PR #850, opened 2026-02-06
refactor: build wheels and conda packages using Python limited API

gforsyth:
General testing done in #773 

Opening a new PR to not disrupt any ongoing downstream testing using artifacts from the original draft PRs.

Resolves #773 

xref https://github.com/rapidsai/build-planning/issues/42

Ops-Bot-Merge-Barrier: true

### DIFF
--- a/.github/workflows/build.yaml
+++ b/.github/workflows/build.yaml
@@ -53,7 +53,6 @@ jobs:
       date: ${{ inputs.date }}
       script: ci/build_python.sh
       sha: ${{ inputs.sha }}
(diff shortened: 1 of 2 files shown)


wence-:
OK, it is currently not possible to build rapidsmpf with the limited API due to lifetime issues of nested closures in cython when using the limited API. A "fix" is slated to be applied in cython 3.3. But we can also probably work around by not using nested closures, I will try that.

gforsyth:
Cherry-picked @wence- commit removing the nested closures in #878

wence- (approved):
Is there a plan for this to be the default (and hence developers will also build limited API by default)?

_ _ _ _ _ _ _

> _Exercise objective_
The result should be the lines from the line with "Ops-Bot-Merge-Barrier: true" to the last line of the material, returned exactly and without any other line.

> _Result for this exercise_
Ops-Bot-Merge-Barrier: true

### DIFF
--- a/.github/workflows/build.yaml
+++ b/.github/workflows/build.yaml
@@ -53,7 +53,6 @@ jobs:
       date: ${{ inputs.date }}
       script: ci/build_python.sh
       sha: ${{ inputs.sha }}
(diff shortened: 1 of 2 files shown)


wence-:
OK, it is currently not possible to build rapidsmpf with the limited API due to lifetime issues of nested closures in cython when using the limited API. A "fix" is slated to be applied in cython 3.3. But we can also probably work around by not using nested closures, I will try that.

gforsyth:
Cherry-picked @wence- commit removing the nested closures in #878

wence- (approved):
Is there a plan for this to be the default (and hence developers will also build limited API by default)?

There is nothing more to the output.